A Tolerance-Based Framework for Spatio-Temporal Forecast Validation Using the gamma-Index

TL;DR

This paper introduces a gamma-index based framework for spatio-temporal forecast validation that accounts for physical tolerances, addressing limitations of traditional point-wise metrics like RMSE.

Contribution

It adapts the gamma index from medical physics to forecast verification, enabling tolerance-based assessment of gridded predictions in space, time, and intensity.

Findings

Gamma criterion preserves structural consistency with minor positional noise.

Application to satellite data demonstrates operational effectiveness.

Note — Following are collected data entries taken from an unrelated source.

PR #1519, opened 2024-09-10
feat: add EsFormTextarea v3

hroth1994:
### 🔗 Linked issue

https://energysage.atlassian.net/browse/CED-1758

### ❓ Type of change

### 📚 Description

Adds molecule `EsFormTextarea` based off of [existing implementation](https://design.energysage.dev/molecules/es-form-textarea/) that uses HTML element `textarea`. I initially tried using [PrimeVue's](https://v3.primevue.org/textarea/) `Textarea` component but the unstyled mode is essentially the same as `textarea`.

### 🥼 Testing

Tested locally at http://localhost:8500/molecules/form-textarea ensuring the entered value propagates across all input fields, excluding the success state fields which have their own message

- A few things to note:
- I tried `v-bind="$attrs"` but ended up using `modelValue` when that worked with neither `Textarea` nor `textarea`
- hover, active, and focus pseudo-classes match existing implementation rather than ESDS 2.0 design
- border width matches design, not existing implementation (existing: .556px, ESDS 2.0 design: 1px)

### 📝 Checklist

### DIFF
--- a/es-ds-components/components/es-form-textarea.vue
+++ b/es-ds-components/components/es-form-textarea.vue
@@ -29,14 +29,6 @@ const props = defineProps({
         required: true,
     },
     /**
-     * modelValue
-     */
-    modelValue: {
-        type: String,
-        required: true,
-        default: '',
-    },
-    /**
      * state
      */
     state: {
@@ -44,20 +36,7 @@ const props = defineProps({
         default: null,
     },
 });
-
-const emit = defineEmits(['update:modelValue']);
-const localValue = ref(props.modelValue);
-// Watch for changes to the local value and emit them
-watch(localValue, (newValue) => {
-    emit('update:modelValue', newValue);
-});
-// Watch for prop changes and update the local value
-watch(
-    () => props.modelValue,
-    (newValue) => {
-        localValue.value = newValue;
-    },
-);
+const model = defineModel<string>();
 
 const slots = useSlots();
 
@@ -69,15 +48,15 @@ const hasError = () => !!slots.errorMessage;
 <template>
     <div
         class="input-wrapper justify-content-end"
-        :required="required">
+        :required="props.required">
         <!-- eslint-disable-next-line vuejs-accessibility/label-has-for -->
         <label
-            :for="id"
+            :for="props.id"
             class="label justify-content-start">
             <slot name="label" />
 
             <span
-                v-if="required"
+                v-if="props.required"
                 class="text-danger">
                 *
             </span>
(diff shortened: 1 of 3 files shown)


nathanielwarner:
👀

es-ds-components/components/es-form-textarea.vue
```diff
@@ -0,0 +1,145 @@
...
+        type: String,
+        required: true,
+    },
+    /**
+     * modelValue
+     */
+    modelValue: {
+        type: String,
+        required: true,
+        default: '',
```
nathanielwarner, line 37: This custom code for `modelValue` and `update:modelValue` and `localValue` is not necessary.. All that's needed is to use `defineModel`, and set that value as `v-model` on the native `textarea`.

es-ds-docs/pages/molecules/form-textarea.vue
```diff
@@ -0,0 +1,165 @@
+<script setup>
+const docTextarea = ref('');
+const successValue = 'My experience was great!';
```
nathanielwarner, line 3: This should be a `ref` since it's reactive state, to avoid errors

es-ds-docs/components/ds-molecules-list.vue
```diff
@@ -33,6 +33,9 @@
         <li>
             <ds-link to="/molecules/form-message"> Form message </ds-link>
         </li>
+        <li>
+            <ds-link to="/molecules/form-textarea"> Form textarea </ds-link>
```
nathanielwarner, line 37: Wondering why this is "Form textarea" instead of "Textarea" as the old one was?

es-ds-components/components/es-form-textarea.vue
nathanielwarner: To clarify, what I'm suggesting:
- remove `modelValue` prop
- Add `const model = defineModel<string>();`
- Remove `const emit...`
- Remove `const localValue...`
- Remove `watch(localValue...`
- Remove `watch(...`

Framework is generic and adaptable to various gridded variables.

Abstract

Classical field forecast evaluation relies mainly on local scores such as RMSE or MAE. These metrics severely over-penalize small spatial or temporal displacements of coherent structures, a limitation known as the double-penalty issue and common to many forecasting domains. The present paper introduces a tolerance-based framework built on the three-dimensional gamma index, initially designed for medical dose verification, as a unified acceptance criterion for gridded forecasts. The method embeds explicit margins in space (DTA), time (TTA), and intensity (IDT), and evaluates whether predictions agree with observations within predefined physical bounds rather than through pixel-wise differences only. A synthetic illustration is first used to show why conventional metrics can misrepresent usable forecasts. The approach is then applied to satellite-derived SSI fields to demonstrate operational behaviour on a real dataset. Results confirm that the gamma criterion preserves structural consistency under minor positional noise while isolating physically significant discrepancies. The formulation is generic and can be implemented for any gridded variable provided meaningful tolerances are defined, offering a pragmatic complement to existing spatial verification tools in general forecasting workflows.